Due dipinti seicenteschi della Pinacoteca Civica in mostra a Milano

Dal 29 ottobre 2014 al 12 febbraio 2015

 

Fondamentale il contributo iconografico di due dipinti della Pinacoteca civica alla mostra Un laboratorio europeo: la riflessione sulla giustizia a Milano da Beccaria a Manzoni, in corso alla Biblioteca Braidense di Milano.

P504_Artista Lombardo_La benedizione del decapitato - CopiaP503_A. Santagostino_Il conforto del condannato - Copia

 

 

 

 

 

Sul fondale della sala dedicata all’imperatrice Maria Teresa nella Biblioteca Braidense di Milano si impongono due dipinti seicenteschi concessi dalla Pinacoteca Civica di Como, raffiguranti due momenti dell’accompagnamento alla morte del condannato: Il conforto prima dell’esecuzione e La benedizione dopo la decapitazione. Le due tele provengono dalla chiesa milanese di San Giovanni alle Case Rotte, detta di San Giovanni decollato, sede della Confraternita dedita a tale assistenza. A 250 anni dalla prima edizione del libro di Cesare Beccaria Dei delitti e delle pene, stampato nel luglio 1764 a Livorno, la mostra intende indagare una questione all’ordine del giorno della critica “filosofica” e del processo di razionalizzazione dei sistemi politici settecenteschi. Si tratta di un’opera fondamentale, uno dei capolavori dell’illuminismo non solo italiano, tappa decisiva nel rinnovamento dei sistemi giuridici e della riflessione sul problema cruciale della definizione del «delitto» e del suo rapporto con la «pena». Le pagine che riguardano in particolare la tortura e la pena di morte costituiscono uno dei passaggi più chiarificatori nel lungo processo di costruzione delle società civili moderne, un processo che ancora non è terminato. Dalla prima edizione ad oggi è uno dei testi italiani più tradotti e conosciuti nel mondo. Il libro deve la sua nascita alle riflessioni che un gruppo di giovani patrizi, guidati da Pietro Verri, sviluppò a Milano nei primi anni Sessanta del Settecento, radunandosi in quella che venne chiamata l’Accademia dei Pugni, lo stesso gruppo cui si deve l’ideazione e la stesura di un periodico del tutto innovatore come Il caffè.

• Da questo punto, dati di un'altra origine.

PR #33052, opened 2022-10-06
Add a warning on Python 2.7 deprecation

alalazo:
We decided to remove support for running under Python 2.7 after the 0.19 release series. This PR adds a warning message to inform users.

### DIFF
--- a/lib/spack/spack/main.py
+++ b/lib/spack/spack/main.py
@@ -547,6 +547,11 @@ def setup_main_options(args):
     # Assign a custom function to show warnings
     warnings.showwarning = send_warning_to_tty
 
+    if sys.version_info[:2] == (2, 7):
+        msg = ("Running Spack using Python v2.7 is deprecated and support for it will be "
+               " removed after the Spack v0.19 release series.")
+        warnings.warn(msg)
+
     # Set up environment based on args.
     tty.set_verbose(args.verbose)
     tty.set_debug(args.debug)
--- a/lib/spack/spack/main.py
+++ b/lib/spack/spack/main.py
@@ -548,11 +548,10 @@ def setup_main_options(args):
     warnings.showwarning = send_warning_to_tty
 
     if sys.version_info[:2] == (2, 7):
-        msg = (
-            "Running Spack using Python v2.7 is deprecated and support for it will be "
-            " removed in Spack v0.20, use Python v3.6+ instead."
+        warnings.warn(
+            "Python 2.7 support is deprecated and will be removed in Spack v0.20.\n"
+            "    Please move to Python 3.6 or higher."
         )
-        warnings.warn(msg)
 
     # Set up environment based on args.
     tty.set_verbose(args.verbose)
--- a/lib/spack/spack/main.py
+++ b/lib/spack/spack/main.py
@@ -548,8 +548,10 @@ def setup_main_options(args):
     warnings.showwarning = send_warning_to_tty
 
     if sys.version_info[:2] == (2, 7):
-        msg = ("Running Spack using Python v2.7 is deprecated and support for it will be "
-               " removed after the Spack v0.19 release series.")
+        msg = (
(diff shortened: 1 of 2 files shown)


alalazo:
@spackbot fix style

lib/spack/spack/main.py
```diff
@@ -547,6 +547,13 @@ def setup_main_options(args):
     # Assign a custom function to show warnings
     warnings.showwarning = send_warning_to_tty
 
+    if sys.version_info[:2] == (2, 7):
+        msg = (
+            "Running Spack using Python v2.7 is deprecated and support for it will be "
+            " removed after the Spack v0.19 release series."
```
adamjstewart: I would say removed in 0.20 to be explicit.

alalazo:
```suggestion
            " removed in Spack v0.20."
```

lib/spack/spack/main.py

Da allora, a Milano, nell’arco di alcuni decenni la questione della giustizia resta centrale. Nel 1776 Verri elabora le Osservazioni sulla tortura, a cui un cinquantennio dopo con la Storia della colonna infame si richiamerà Manzoni, che di Beccaria è nipote. Entrambi, Verri e Manzoni, si misurano, attraverso gli stessi documenti, con un episodio della storia di Milano di cui la città deve come liberarsi: è il processo agli untori del primo Seicento. Un «delitto impossibile» che rappresenta il concentrato dei difetti sociali e morali del mondo che si vorrebbe trasformare e superare. In questo percorso storicamente connesso, da Beccaria a Manzoni, la critica razionale si unisce all’esigenza dell’analisi storica e pone di per sé il problema dei modi della propria comunicazione, della ricerca di una forma narrativa, e dell’intreccio tra verità raccontata e verità reinventata, in un percorso che sfocia nel primo romanzo italiano moderno, ma che finirà per approdare alla sua stessa crisi.
Per tutti questi aspetti, si tratta di un percorso che tocca problemi della nostra cultura attuale.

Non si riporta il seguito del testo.